##### Supplied records

PR #585, opened 2023-07-07
Tweaked find_root_dir to accept a configurable max # of grandparents

JL102:
With this change, users can now set `config.find_root_dir_max_project_nesting` to an integer if you want to override the default # of parents.

Related to discussion #584

Note: It doesn't have to use recursion, since it was already looping through a finite list of parent folders, one at a time.

Second note: I didn't write any tests since I'm not sure how to set those up. I did test it myself in my own project. **(Running `make tests` failed on my system.)** What I'd probably do is set up a folder tree like this:

testdir/
  - build.sbt
  - a/
    - build.sbt
    - b/
      - build.sbt
      - c/
        - build.sbt
        - src/main/scala/Main.scala

and set `config.find_root_dir_max_project_nesting` to values between 0 and 4, with the following expectations:
0: root_dir = `testdir/a/b/c/build.sbt`
1: root_dir = `testdir/a/b/build.sbt`
2: root_dir = `testdir/a/build.sbt`
3: root_dir = `testdir/build.sbt`
4: root_dir = `testdir/build.sbt` (same as 3 because it's the max)

Additionally, setting it to something like 20 would be useful to guarantee that it doesn't break when it reaches the filesystem root.

Third note: I'm pretty sure this won't break on systems where people already overwrote their own find_root_dir, since Lua seems to not care when you add extra parameters to the function (find_root_dir now takes `find_root_dir_max_project_nesting` as a third parameter, but people who overwrote it will not have a third parameter, so for them, it should just ignore the third parameter)

### DIFF
--- a/lua/metals/rootdir.lua
+++ b/lua/metals/rootdir.lua
@@ -11,7 +11,8 @@ local has_pattern = function(patterns, target)
   end
 end
 
---- NOTE: This only searches 2 levels deep to find nested build files.
+--- NOTE: maxParentSearch lets you check up to a certain number of parent
+--- folders to find nested build files.
 --- Given a situation like the below one where you have a root build.sbt
 --- and one in your module a, you want to ensure the root is correctly set as
 --- the root one, not the a one. This checks the parent dir to ensure this.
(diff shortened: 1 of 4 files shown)


ckipp01:
Thanks for this @JL102! I'll look it over in the coming days. I have some issues with the current tests, so let me fix that and then get to this.

lua/metals/rootdir.lua
```diff
@@ -11,32 +11,42 @@ local has_pattern = function(patterns, target)
...
   local path = Path:new(startpath)
   -- TODO if we don't find it do we really want to search / probably not... add a check for this
-  for _, parent in ipairs(path:parents()) do
+  -- First parent index in which we found a target file
+  local firstFoundIdx = -1
+  local ret = nil
+
+  for i, parent in ipairs(path:parents()) do
+    -- Exit loop before checking anything if we've exceeded the search limits
+    if firstFoundIdx >= 0 and (i - firstFoundIdx > maxParentSearch) then
```
ckipp01, line 35: Shouldn't this be

```suggestion
    if firstFoundIdx >= 0 and (i - firstFoundIdx >= maxParentSearch) then
```

For example if you open up a project like:

```
.scala-build/
.bsp/
project.scala
```

Which is a valid scala-cli workspace, and you don't have `maxParentSearch` set so it defaults to 1, with this being `>` you end up searching 2 layers down, when you only want to search one.

ckipp01 (changes requested):
I'm sorry this has sat here for so long @JL102. I have been using this the last couple days and just noticed one thing.

lua/metals/rootdir.lua
ckipp01: Actually to further simplify this, wouldn't this also work?

```lua
local find_root_dir = function(patterns, startpath, maxParentSearch)
  local path = Path:new(startpath)
  -- TODO if we don't find it do we really want to search / probably not... add a check for this
  -- First parent index in which we found a target file
  local firstFoundIdx = nil
  local ret = nil

  for i, parent in ipairs(path:parents()) do
    -- Exit loop before checking anything if we've exceeded the search limits
    if firstFoundIdx and (i > maxParentSearch) then
      return ret
    end
    local pattern = has_pattern(patterns, parent)
    if pattern then
      -- Mark the first parent that was found, so we can exit the loop when we've exhausted our search limits
      if not firstFoundIdx then
        firstFoundIdx = i
      end
      -- (over)write the return value with the highest parent found
      ret = parent
    end
  end
  -- In case we went through the entire loop (e.g. if maxParentSearch is really high)
  return ret
end
```

ckipp01 (approved):
Alright, I ended up just committing on top of this @JL102 to help it move along. I also added a test showing that it works, and all the existing tests still pass. I feel pretty confident in this so I'll go ahead and merge. Again, thanks for pushing this forward!

lua/metals/rootdir.lua
JL102: Re the first comment: The way I interpreted the setting is that the default behavior (which is nvim-metals' behavior prior to this change) searches *1 parent folder up*, and if build.sbt is in the same folder as project.scala then that's *0 parent folders up* because it's the same folder.
Re the second comment and code suggestion: I don't have access currently to the server that I was developing on, so I can't test it at the moment. But I trust your Lua skills, so if it's got the same behavior I'm cool with it!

##########

What to work on: Return the full listing, character for character.

Problem solution:
PR #585, opened 2023-07-07
Tweaked find_root_dir to accept a configurable max # of grandparents

JL102:
With this change, users can now set `config.find_root_dir_max_project_nesting` to an integer if you want to override the default # of parents.

Related to discussion #584

Note: It doesn't have to use recursion, since it was already looping through a finite list of parent folders, one at a time.

Second note: I didn't write any tests since I'm not sure how to set those up. I did test it myself in my own project. **(Running `make tests` failed on my system.)** What I'd probably do is set up a folder tree like this:

testdir/
  - build.sbt
  - a/
    - build.sbt
    - b/
      - build.sbt
      - c/
        - build.sbt
        - src/main/scala/Main.scala

and set `config.find_root_dir_max_project_nesting` to values between 0 and 4, with the following expectations:
0: root_dir = `testdir/a/b/c/build.sbt`
1: root_dir = `testdir/a/b/build.sbt`
2: root_dir = `testdir/a/build.sbt`
3: root_dir = `testdir/build.sbt`
4: root_dir = `testdir/build.sbt` (same as 3 because it's the max)

Additionally, setting it to something like 20 would be useful to guarantee that it doesn't break when it reaches the filesystem root.

Third note: I'm pretty sure this won't break on systems where people already overwrote their own find_root_dir, since Lua seems to not care when you add extra parameters to the function (find_root_dir now takes `find_root_dir_max_project_nesting` as a third parameter, but people who overwrote it will not have a third parameter, so for them, it should just ignore the third parameter)

### DIFF
--- a/lua/metals/rootdir.lua
+++ b/lua/metals/rootdir.lua
@@ -11,7 +11,8 @@ local has_pattern = function(patterns, target)
   end
 end
 
---- NOTE: This only searches 2 levels deep to find nested build files.
+--- NOTE: maxParentSearch lets you check up to a certain number of parent
+--- folders to find nested build files.
 --- Given a situation like the below one where you have a root build.sbt
 --- and one in your module a, you want to ensure the root is correctly set as
 --- the root one, not the a one. This checks the parent dir to ensure this.
(diff shortened: 1 of 4 files shown)


ckipp01:
Thanks for this @JL102! I'll look it over in the coming days. I have some issues with the current tests, so let me fix that and then get to this.

lua/metals/rootdir.lua
```diff
@@ -11,32 +11,42 @@ local has_pattern = function(patterns, target)
...
   local path = Path:new(startpath)
   -- TODO if we don't find it do we really want to search / probably not... add a check for this
-  for _, parent in ipairs(path:parents()) do
+  -- First parent index in which we found a target file
+  local firstFoundIdx = -1
+  local ret = nil
+
+  for i, parent in ipairs(path:parents()) do
+    -- Exit loop before checking anything if we've exceeded the search limits
+    if firstFoundIdx >= 0 and (i - firstFoundIdx > maxParentSearch) then
```
ckipp01, line 35: Shouldn't this be

```suggestion
    if firstFoundIdx >= 0 and (i - firstFoundIdx >= maxParentSearch) then
```

For example if you open up a project like:

```
.scala-build/
.bsp/
project.scala
```

Which is a valid scala-cli workspace, and you don't have `maxParentSearch` set so it defaults to 1, with this being `>` you end up searching 2 layers down, when you only want to search one.

ckipp01 (changes requested):
I'm sorry this has sat here for so long @JL102. I have been using this the last couple days and just noticed one thing.

lua/metals/rootdir.lua
ckipp01: Actually to further simplify this, wouldn't this also work?

```lua
local find_root_dir = function(patterns, startpath, maxParentSearch)
  local path = Path:new(startpath)
  -- TODO if we don't find it do we really want to search / probably not... add a check for this
  -- First parent index in which we found a target file
  local firstFoundIdx = nil
  local ret = nil

  for i, parent in ipairs(path:parents()) do
    -- Exit loop before checking anything if we've exceeded the search limits
    if firstFoundIdx and (i > maxParentSearch) then
      return ret
    end
    local pattern = has_pattern(patterns, parent)
    if pattern then
      -- Mark the first parent that was found, so we can exit the loop when we've exhausted our search limits
      if not firstFoundIdx then
        firstFoundIdx = i
      end
      -- (over)write the return value with the highest parent found
      ret = parent
    end
  end
  -- In case we went through the entire loop (e.g. if maxParentSearch is really high)
  return ret
end
```

ckipp01 (approved):
Alright, I ended up just committing on top of this @JL102 to help it move along. I also added a test showing that it works, and all the existing tests still pass. I feel pretty confident in this so I'll go ahead and merge. Again, thanks for pushing this forward!

lua/metals/rootdir.lua
JL102: Re the first comment: The way I interpreted the setting is that the default behavior (which is nvim-metals' behavior prior to this change) searches *1 parent folder up*, and if build.sbt is in the same folder as project.scala then that's *0 parent folders up* because it's the same folder.
Re the second comment and code suggestion: I don't have access currently to the server that I was developing on, so I can't test it at the moment. But I trust your Lua skills, so if it's got the same behavior I'm cool with it!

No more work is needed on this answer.